Peter Todd has been misquoted about the mathematics of dating here, here, here (here), here, here, here, herehere, here, here, and in at least five trillion issues of Cosmo. (Surprisingly, this and this did not misquote him.) It’s enough to make me want to write a strongly worded DEAR SIR to the Hearst Tower.

Here is what they say:

  • Only after you’ve dated twelve people, are you ready to decide who’s “The One”!

An even wronger version of the story goes like this:

  • The twelfth guy you date — he’s The One! Science says so! No pressure!!!!!!!

Not only is this wrong, but I’ve heard Peter rant in person, specifically about these misquotations. The problem he studies is known colloquially as "The Search for a Parking Space”.
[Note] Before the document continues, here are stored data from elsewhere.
PR #78, opened 2020-07-23
change cred_ex_id to credential_exchange_id

TimoGlastra:
I'm sorry for this small change, but it bothers me when I see it in the swagger ui.

When the backchannel client sends an operation for the issue-credential topic it includes the credential exchange id as `cred_ex_id`. However when it receives the credential exchange id in the body of a response it checks for `credential_exchange_id`.

This changes it to be all `credential_exchange_id` (as ACA-Py uses)


TimoGlastra:
Fixed in #79

PR #80, opened 2020-07-24
webhook calls for proof removed and into Aca-py backchannel

nodlesh:
Webhook calls for proof are now removed and into Aca-py backchannel. Some related code cleanup and streamlining was done as well.

fyi @TimoGlastra


swcurran (approved):
Ran through all tests

PR #81, opened 2020-07-28
persist logs after running tests

TimoGlastra:
This PR makes the CUTs a bit easier to debug. After running the logs of the docker containers will be persisted to the `.logs` folder. This folder is ignored, so it is only for local testing.

I also made a small change to the acapy backchannel to also print the logs of aca-py itself. Now only the backchannel logs were printed.


swcurran (approved):
LGTM and things still run...

PR #91, opened 2020-08-17
dotnet: improved debugging in vscode

TimoGlastra:
This PR adds improved debugging for the .NET backchannel. It now allows to run multiple debuggers in VSCode at the same time. This makes it possible to debug and set breakpoints for the interaction between two (or more!) agents at both sides.

The config is a little bit less dynamic than I hoped, but VSCode doesn't allow it to be more dynamic. So nothing to do about that.

A small change to the `./manage` script is made to check if an agent is already running. This is needed for the debugging, which starts the containers used for debugging before we run the `./manage` script.


swcurran (approved):
Didn't try the debugging, but verified that the manage script changes are working.

PR #93, opened 2020-08-19
Non-breaking changes to support connectionless proof tests in the future

nodlesh:
These code changes do not make the connectionless tests work. However they don't break anything either, and will support those tests in the future.


swcurran (approved):
LGTM - tested

PR #105, opened 2020-10-01
javascript: add did, schema and cred-def topics

TimoGlastra:
Adds all operations related to the did, schema and credential-definition topics to the javascript backchannel


swcurran (approved):
Looks good - ran through the test suite.

PR #115, opened 2020-11-16
AATH Allure Reporting Integration

nodlesh:
Allure Reporting Framework integrated. 
New Test Backchannel API endpoint for backchannels to implement for GET agent version. 
Updated README and new TEST_REPORTING.md guide.


ianco:
I get this error running the ./manage script, and then it seems to hang:

./manage: line 333: /Users/icostanzo/Projects/aries-agent-test-harness/aries-test-harness/reports/environment.properties: No such file or directory

nodlesh:
Ah yes, that file has to exist first. Will check it in. 

The test harness is not going to output what it usually does when using Allure. It's going to just sit there until it finishes the run.

TEST_REPORTING.md
```diff
@@ -0,0 +1,73 @@
...
+./manage run -d acapy -r allure -t @AcceptanceTest -t ~@wip
+```
+ Running locally and not in a build pipeline/continuous integration system, you will need to install the allure framework in order to generate and display the html report. 
+```
+$ pip install allure-behave
+```
+To generate the html report and start an allure report server. 
+```
+cd aries-test-harness
+allure generate --clean ./reports
```
ianco, line 35: I get "allure:  command not found"

Is there an allure command line we also need to install?

ianco: https://docs.qameta.io/allure/#_installing_a_commandline

TEST_REPORTING.md
```diff
@@ -0,0 +1,73 @@
...
+```
+If keeping  a history and reporting trends over time is important to do locally, the history folder inside the allure-report folder that was generated by Allure, will have to be copied into the reports folder before the next execution of the `allure generate` command after another test run. 
+```
+cd aries-test-harness
+$ cp -r ./allure-report/history ./reports
+allure generate --clean ./reports
```
ianco, line 42: Probably want to add a .gitignore for the reports and allure-report directories so they don't inadvertently get checked into github

ianco: How are you viewing the generated report?  I tried opening the generated index.html in chrome but a lot of content was blocked because I was opening as "file://"

ianco (changes requested):

nodlesh:
@ianco Ah yes, there are a few things missing. 
for command line
`brew install allure`
to run the allure report server, something like this
`allure open -h 192.168.2.141 -p 54236`

I'll also update that gitignore.

ianco (approved):

PR #116, opened 2020-11-19
Added timestamp to T001-RFC011 presentation

nodlesh:
In an effort to fix a problem with a revocation test using a dotnet agent, timestamps in presentations were added there. It ultimately didn't fix the problem with dotnet. That agent has something wrong in this regard. Further investigation into the dotnet agent is required. 
Adding the timestamp enhancements to the test harness still should be committed at this time.


aries-test-harness/features/0011-0183-revocation.feature
```diff
@@ -99,7 +118,7 @@ Feature: Aries agent credential revocation and revocation notification RFC 0011
       Examples:
          | issuer | credential_data   | timeframe       | request_for_proof              | presentation                  |
          | Acme   | Data_DL_MinValues | -86400:+86400   | proof_request_DL_revoc_address | presentation_DL_revoc_address |
-         | Acme   | Data_DL_MinValues | -604800:now       | proof_request_DL_revoc_address | presentation_DL_revoc_address |
+         | Acme   | Data_DL_MinValues | -604800:now     | proof_request_DL_revoc_address | presentation_DL_revoc_address |
```
swcurran, line 121: Per the "best practices guidance" that we have defined, proof requests should NEVER use a range of values. They should only use a single point in time -- either "now()" or some time in the past.  So I think you should eliminate the example that has a range.

swcurran (dismissed):

aries-test-harness/features/0011-0183-revocation.feature
nodlesh: Are you sure we should remove those original timeframes? These work, and someone already may be using the intervals like this. Keeping them there may at least capture any desired or undesired change to revocation. I understand that if everyone follows the best practices in 441 that these will not be needed, but maybe we should wait until 441 is out there?

esune: I think a better action would be to ADD cases only using one time boundary: the new code in aca-py (that will be merged) should handle things no matter what, and adjust the `to` `from` values to what is allowed/desired.

swcurran:
IMHO they should be removed as the semantic meaning is essentially impossible to implement, and easily used incorrectly.  They may inadvertently work in some frameworks based on a specific implementation, but it's unlikely to be interoperable.

I would be happier if the frameworks rejected such a proof request with a Problem Report rather than trying to process them.

esune:
This seems fine, as long as we don't leave edge-cases uncovered. The proposed "best practices" (currently a WIP) states:
> The verifier MUST specify, as current INDY-HIPE 11 notes, the same integer EPOCH time for both ends of the interval. In effect, where the presentation request specifies a non-revocation interval, the verifier MUST request a non-revocation instant.

The tests should then be updated so that:
1. same `to`/`from` is accepted
2. different `to`/`from` is rejected
3. only `from` specified is rejected (edge case of 2)
4. only `to` specified is rejected (edge case of 2)

nodlesh:
Are you sure open ended revocation "instants" should be rejected? 

Shouldn't 441 be updated to include those rejections in 2, 3, & 4? If they are added, then those existing test scenarios should remain, but become exception test cases. That is why they are still there, wasn't sure what would happen in those cases, and if just a reclassification of the test scenario would suffice.

esune:
> Are you sure open ended revocation "instants" should be rejected?

I think this is a behaviour we should define and write in the rfc so that there is  reference. As it stands now, open-ended intervals would not be possible since both intervals need to have the same value.

> Shouldn't 441 be updated to include those rejections in 2, 3, & 4? If they are added, then those existing test scenarios should remain, but become exception test cases. That is why they are still there, wasn't sure what would happen in those cases, and if just a reclassification of the test scenario would suffice.

We may want a more explicit definition than what is there, but the way I read it right now a reclassification to exception test case may be enough.

nodlesh:
We need to be clear on what "reject" means. The presentation is set to verified=false, or there is an error returned on the send-presentation call?

esune:
Good point, I always forget that "small" detail. I appears that we may very well need to nail down the requirements before we can test them ;)

I am not sure how complicated it would be to properly expose the rejection to a third-party app by only using the problem report, rather than  (also) setting some additional details on the presentation-exchange record such as `verified: false` and `state: unprocessable`, or something among those lines.

swcurran:
Hey I was clear on what reject means :-) -- you send back a problem report.  I guess I could have included the message to say. "REJECTED: FROM and TO values differ"

nodlesh:
Ah yes, so you did. Sorry I missed that.

esune:
I was thinking more about how do we also notify the holder that the error occur, but am now realizing that it probably is out of scope right now, sorry about that.

TimoGlastra:
> Further investigation into the dotnet agent is required.

@nodlesh If you can give me some context maybe I can be of help?

nodlesh:
Hi @TimoGlastra 
There are two issues. Both issues are with T002-RFC0011.  This Revocation test is used with the dotnet agent as the Bob(prover) role. The test creates a credential, then revokes it, then issues a new credential as a replacement, then Bob presents this new credential. 
This is the test.
```
   @T002-RFC0011 @RFC0011 @P1 @critical @AcceptanceTest @Schema_DriversLicense_Revoc @Indy
   Scenario Outline: Credential revoked and replaced with a new updated credential, holder proves claims with the updated credential with timesstamp
      Given "2" agents
         | name  | role     |
         | Bob   | prover   |
         | Faber | verifier |
      And "Faber" and "Bob" have an existing connection
      And "Bob" has an issued credential from <issuer> with <credential_data>
      When <issuer> revokes the credential
      And <issuer> issues a new credential to "Bob" with <new_credential_data>
      And "Faber" sends a <request_for_proof> presentation to "Bob" with credential validity during <timeframe>
      And "Bob" makes the <presentation> of the proof
      And "Faber" acknowledges the proof
      Then "Bob" has the proof verified
```
The dotnet agent errors when bob sends the presentation. The data from the test to the backchannel looks like this.
```
{
   "requested_attributes":{
      "address_attrs":{
         "cred_id":"54e801a3-9e94-468e-bc3f-4ae40274a5ec",
         "timestamp":1605734425,
         "revealed":true
      }
   },
   "self_attested_attributes":{
      
   },
   "requested_predicates":{
      
   }
}
```
**The first issue** is, when the request is sent from faber to bob and the request, incorrectly, doesn't send a non-revocation interval, then we get a 500 error. The agent logs show this.
```
      SendProofPresentation {"requested_attributes":{"address_attrs":{"cred_id":"54e801a3-9e94-468e-bc3f-4ae40274a5ec","timestamp":1605734425,"revealed":true}},"self_attested_attributes":{},"requested_predicates":{}}
info: Hyperledger.Aries.Features.PresentProof.DefaultProofService[2000]
      ProofRecordId fc331147-476a-42e6-9f9e-9a59b4f9dbd8
fail: Microsoft.AspNetCore.Server.Kestrel[13]
      Connection id "0HM4C0UL916CH", Request id "0HM4C0UL916CH:00000001": An unhandled exception was thrown by the application.
Hyperledger.Indy.InvalidStructureException: A value being processed is not valid.
   at Hyperledger.Aries.Features.PresentProof.DefaultProofService.CreateProofAsync(IAgentContext agentContext, ProofRequest proofRequest, RequestedCredentials requestedCredentials)
   at Hyperledger.Aries.Features.PresentProof.DefaultProofService.CreatePresentationAsync(IAgentContext agentContext, String proofRecordId, RequestedCredentials requestedCredentials)
   at DotNet.Backchannel.Controllers.PresentProofController.SendProofPresentationAsync(OperationBody body) in /src/Controllers/PresentProofController.cs:line 149
   at Microsoft.AspNetCore.Mvc.Infrastructure.ActionMethodExecutor.TaskOfIActionResultExecutor.Execute(IActionResultTypeMapper mapper, ObjectMethodExecutor executor, Object controller, Object[] arguments)
   at Microsoft.AspNetCore.Mvc.Infrastructure.ControllerActionInvoker.<InvokeActionMethodAsync>g__Awaited|12_0(ControllerActionInvoker invoker, ValueTask`1 actionResultValueTask)
   at Microsoft.AspNetCore.Mvc.Infrastructure.ControllerActionInvoker.<InvokeNextActionFilterAsync>g__Awaited|10_0(ControllerActionInvoker invoker, Task lastTask, State next, Scope scope, Object state, Boolean isCompleted)
   at Microsoft.AspNetCore.Mvc.Infrastructure.ControllerActionInvoker.Rethrow(ActionExecutedContextSealed context)
   at Microsoft.AspNetCore.Mvc.Infrastructure.ControllerActionInvoker.Next(State& next, Scope& scope, Object& state, Boolean& isCompleted)
   at Microsoft.AspNetCore.Mvc.Infrastructure.ControllerActionInvoker.<InvokeInnerFilterAsync>g__Awaited|13_0(ControllerActionInvoker invoker, Task lastTask, State next, Scope scope, Object state, Boolean isCompleted)
   at Microsoft.AspNetCore.Mvc.Infrastructure.ResourceInvoker.<InvokeFilterPipelineAsync>g__Awaited|19_0(ResourceInvoker invoker, Task lastTask, State next, Scope scope, Object state, Boolean isCompleted)
   at Microsoft.AspNetCore.Mvc.Infrastructure.ResourceInvoker.<InvokeAsync>g__Awaited|17_0(ResourceInvoker invoker, Task task, IDisposable scope)
   at Microsoft.AspNetCore.Routing.EndpointMiddleware.<Invoke>g__AwaitRequestTask|6_0(Endpoint endpoint, Task requestTask, ILogger logger)
   at Microsoft.AspNetCore.Builder.Extensions.MapWhenMiddleware.Invoke(HttpContext context)
   at Hyperledger.Aries.AspNetCore.AgentMiddleware.Invoke(HttpContext aHttpContext, IAgentProvider aAgentProvider)
   at Microsoft.AspNetCore.Server.Kestrel.Core.Internal.Http.HttpProtocol.ProcessRequests[TContext](IHttpApplication`1 application)
```
If it is blowing up on not having a non-revocation interval for a revokable credential, then we should be getting an appropriate  error back instead of the 500. 

**Second issue** is, if the non-revocation interval (this is really a non-revocation instant based on the best practices in RFC 441) is given in the request, then the new credential is not verified. This same test configuration is verified if acapy is used as bob.

ianco:
@TimoGlastra you can see which test is failing here:

https://github.com/hyperledger/aries-agent-test-harness/runs/1434163228?check_suite_focus=true

TimoGlastra:
I was able to reproduce the error, but apparently debugging with VSCode and .NET is broken in macOS Big Sur at the moment so I'm not able to easily debug what's wrong here. 

Hoping that it'll be fixed soon, I'm gonna try again once that is resolved (https://github.com/microsoft/vscode-docker/issues/2498)

As a side note, I'll see if I can include the indy rust logs inside the backchannel as that'll definitely add more context to the vague `Hyperledger.Indy.InvalidStructureException: A value being processed is not valid.` error.

nodlesh:
@TimoGlastra Something to be aware of when you are able to debug. In regards to the second issue above, we are working through a similar issue with the same test case when using acapy. The problem started to manifest when the test was calibrated for the best practices in 441, making the non-revocation interval an instant. Acapy will not verify the credential in this scenario with the non-revocation instant as from=now and to=now. When the instant is changed back to an interval of a certain timeframe, ie. from=yesterday, to=now, the presentation will verify.  This behaviour, and failure, is the same in dotnet.  We are trying to narrow down what is going on here and I will report back when we know more.

swcurran:
@nodlesh -- please keep us informed as to what is going on with ACA-Py.  Unless the implementation in ACA-Py is extremely tricky, involving multiple calls to the ledger, I'd be pretty surprised if the from=yesterday to=now() worked in all but the most trivial case -- e.g. where there has only been one revocation made by the issuer. For example, I would be very surprised if the issuer made a revocation every hour for some number of hours and the proof request interval was for just a part of that time -- e.g. the last hour.

ianco:
@nodlesh  fyi github has screwed up your DCO's (the edits you made directly through the github UI aren't DCO signed off)

swcurran:
Uh-oh -- DCO problems @nodlesh .  Please fix asap.  That's not good to have those...  We just had a big mess in indy-sdk because of that.

nodlesh:
Do you guys know of a quick way to fix the DCO problems?

swcurran:
Yup -- ask @WadeBarnes to help.  That's the only thing I know.

ianco:
There are some ways to retro-fix DCO issues (e.g. https://stackoverflow.com/questions/13043357/git-sign-off-previous-commits, or google for other answers) but I find the most straightforward is often to just copy change over to a fresh branch

TimoGlastra:
aries-rfcs has some documentation on signing off previous commits. Always does the trick for me.

https://github.com/hyperledger/aries-rfcs/blob/master/contributing.md#how-to-sign-off-previous-commits

nodlesh:
DCO is still complaining about commits I just signed following the instructions Timo gave. I'm not sure where to go from here. :( 
@WadeBarnes any ideas?

WadeBarnes:
Working with @nodlesh directly on solutions.

nodlesh:
I think we've missed the time in which the GitHub actions kickoff to run tests but this looks ready now. So sorry for the DCO issues and the time to resolve.

swcurran:
Tests have run and they failed again.  Are you able to see the test results?

nodlesh:
Yes, it has to do with Andrew's change to aca-py startup. This PR will fix that.

ianco (approved):

aries-test-harness/features/0011-0183-revocation.feature
nodlesh: @swcurran  I'm resolving this conversation since changing the ranges is based on 441, which is not submitted yet. The state of the tests against such changes is in flux, so I don't know what to effectively change them to. My advice is to submit this and worry about the interval moving to an instant when 441 is done. Thoughts?

TimoGlastra:
@nodlesh I added #123 to add indy logging. This gives some more context to errors. I didn't resolve the error yet, but here is a bit more detailed error: 

```
21:35:12 Trace src/api/anoncreds.rs:2050 | prepare_result_1: >>> Err(IndyError { inner: 

RevocationState not found by id: RevocationRegistryId("HnEN3CKrjGUCPeLyB7iabE:4:HnEN3CKrjGUCPeLyB7iabE:3:CL:270:default:CL_ACCUM:32b837be-5df0-4ee8-aa14-79594ba95260")

Invalid structure }) 
```

Will continue to look into it

ianco (approved):

PR #201, opened 2021-03-24
add global context initialization

TimoGlastra:
The main change of this PR is adding a global context initialization that sets up the context.

Two reasons:
- As a starter it was a bit unclear which context is used, for what. The `environment.py` now initializes all context with a description of the structure of that context variable
- A lot of checks can be removed if we have a base context initialized. (e.g. the following:

```
if not hasattr(context, 'connection_id_dict'):
    context.connection_id_dict = {}

# Check for responder key existing in dict
if requester not in context.connection_id_dict:
    context.connection_id_dict[requester] = {}

context.connection_id_dict[requester] = {context.responder_name: resp_json["connection_id"]}
```

is now reduced to:

```
context.connection_id_dict[requester][context.responder_name] = resp_json["connection_id"]
```

Besides that it does some cleanup and fixes some typos. 

This PR doesn't change any functionality, or any of the tests. It's just a restructure and cleanup.

Just some thoughts: Looking at all context variables in a row, I think maybe we can consolidate some of them? Instead of each item having it's own context variable, we can maybe separate them into two groups. Where one is global data that can be used for multiple scenario's (e.g. issued schema's, credential definitions, public dids, etc...) and a scenario specific context that will be thrown away after each scenario


nodlesh:
I didn't look deep into this PR, but off hand, Behave has the concept of a Feature Context(think global) and the Scenario Context. The Scenario Context is only in scope per scenario, so no need to clear these things. The Feature Context is only in scope for each feature. That is how I understand it.

TimoGlastra:
Ah thanks for clarifying that. So if I understand correctly, no global context is used at all?

I've updated the PR and moved all context setup to the `before_scenario` method. If we now want to make something global in the future (e.g. reusing connections between scenarios that don't test connection setup) we can move it to the `before_all` method. Is that okay?

swcurran:
What is the status of this?  @TimoGlastra -- I wasn't sure about merging and @nodlesh was away.  Could you resolve the merges and we can try to get this merged.  Is this going to break anything in the runsets?  :-)

TimoGlastra:
I've updated the branch. 

I'd like @nodlesh to review and see what he thinks.

nodlesh:
The content of this PR seems good. I like the changes. They don't break anything, I've executed multiple runsets with no ill effects. I did think there was one problem, but I that is due to another PR @TimoGlastra submitted three days ago. PR #209 That PR has caused T001-RFC0453 to start failing, and the two new JSON-LD tests fail as well, but that may be expected. Timo can you look what was changed to make T001-RFC0453 fail? It is a change in the `@when('"{holder}" acknowledges the "{cred_format}" credential issue')` step for Issue Credential v2.

TimoGlastra:
Woops my bad! 

I changed the return type for credential id to:

```python
credential_id = resp_json[cred_format]["credential_id"]
```

instead of:

```python
resp_json["cred_ex_record"]["cred_id_stored"]
```

This was mainly because you can have multiple credential ids for a single credential exchange. So I moved them to the credential format specific object. But this is only present in our cwu-bbs branch, not ACA-Py core.

I'll see to make a temporary fix in the current ACA-Py backchannel until our code is merged

TimoGlastra:
Seems this is a bit outdated now. I'm happy to update the PR if it will be merged.

Are there any blockers on this PR apart from it being outdated?

ianco:
I think this PR is good, sorry for the delays in getting it reviewed and merged :-(

If you can get it up-to-date we'll get it approved and merged.

swcurran:
Close this?  Worth getting done?  Last chance :-)

TimoGlastra:
I'll be working on AATH starting next week again. I'll have a look then and see if this is worth updating or not.

TimoGlastra:
Quick!! Before it is outdated again! :-)

nodlesh (approved):
LGTM

PR #208, opened 2021-03-31
ACA-Py Issue Credential V2 - JSON-LD credentials

TimoGlastra:
This adds support for testing Issue Credential V2 JSON-LD Credentials.

- One new API endpoint added `issue-credential-v2/prepare-json-ld`
- `@ProofType_XXX` and `DidMethod_xxx` tags added to indicate did method and signature suite to use for test

The tests are working but still require some files to be in this repo to get it working. Once the ursa bbs signatures wrapper we wrote is released on PyPi this PR can be updated for merging.


Moopli:
@TimoGlastra what's the ETA on this?

We're looking to test Issue Credential V2 interop soon, and this PR is a prerequisite :)

TimoGlastra:
We need to get some things fixed in ACA-Py before we can merge this. 

Maybe it'd be better to split the test harness code from the ACA-Py backchannel. This way you can already start with the AFGO implementation.

Would that help you?

Moopli:
Absolutely :+1:

TimoGlastra:
Allright. The PR should be ready by tomorrow

aries-backchannels/acapy/requirements-bbs.txt
```diff
@@ -0,0 +1 @@
+aries-cloudagent[indy, bbs]@git+https://github.com/animo/aries-cloudagent-python@cwu-bbs-main
```
ianco: I think we should just add this to acapy-main (requirements-main.txt, Dockerfile.acapy-main) rather than adding a new "bbs" version of the build

ianco: (for me acapy-main was breaking without the ursa bbs library installed)

ianco (changes requested):

aries-backchannels/acapy/requirements-bbs.txt
TimoGlastra: That's the idea! Will update the PR

ianco (approved):
Confirm that all the AATH tests pass with this PR

PR #209, opened 2021-04-06
Issue Credential V2 - JSON-LD credentials

TimoGlastra:
This contains just the test harness part of the issue credential v2 json-ld code. The ACA-Py backchannel stuff will be added in #208

### DIFF
--- a/aries-backchannels/data/backchannel_operations.csv
+++ b/aries-backchannels/data/backchannel_operations.csv
@@ -70,6 +70,7 @@ rfc,command,response,topic,method,operation,id,data,description,id_details,data_
 0036 Issue Credential,X,,issue-credential,POST,store,Y,Y,Send credential acknowledgement with ID ,cred_exchange_id,"offer = {
     ""credential_id"": ""issue-credential exchange id string""
 }",cred_exchange_id
+0453 Issue Credential v2,X,,issue-credential-v2,POST,prepare-json-ld,,Y,Prepare for issuing a JSON-LD credential,,"data = { ""did_method"": ""key"", ""key_type"": ""ed25519"" }",did
 0453 Issue Credential,X,,issue-credential-v2,POST,send-proposal,,Y,Send a credential proposal,,"proposal = {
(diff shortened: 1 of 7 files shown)


TimoGlastra:
@Moopli this should be enough to issue json-ld credentials using the test harness. Let me know if I broke something, was a bit hard to test without the backchannel.

swcurran (approved):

  1. When you arrive at the movie theatre, you circle around the car park until you see an opening. (Let’s assume it’s below freezing outside.)
  2. When you see that opening, you can immediately tell how far away it is from the theatre. So you know how far you will have to walk in the cold.
  3. At that moment, you have to decide whether to drive on (keep looking for somewhere closer) or accept the probably-imperfect husband — oops, I mean parking space — that you’re staring straight in the face (oops, I mean tarmac).
  4. You can’t back up; you can’t see ahead; all you can do is remember the past, guess about the future, and assess the situation you’re in. That’s all you’ve got to go on. Try to solve that problem optimally.

The paper that’s being referenced (though apparently not read) in these magazines deals with an even stricter problem, known as "The Vizier Wants to Keep His Head":

  1. In this version of the blind forward-search problem, the greedy, vindictive, lazy Prince has to choose a wife.
  2. Being lazy, he tasks the Vizier with solving his problem. Being vindictive, if the Vizier gets it wrong, the Vizier loses his head. Being greedy, the Prince wants the Vizier to find him the wife with the richest dowry.

    (I believe dowry is chosen because it’s seen as a one-dimensional, objectively valuable quantity — as opposed to beauty, which is multifaceted and arguable. If we’re talking about various land holdings, I think dowry would also be multifaceted; that things have a single price is an illusion <link> of simplistic economic thinking.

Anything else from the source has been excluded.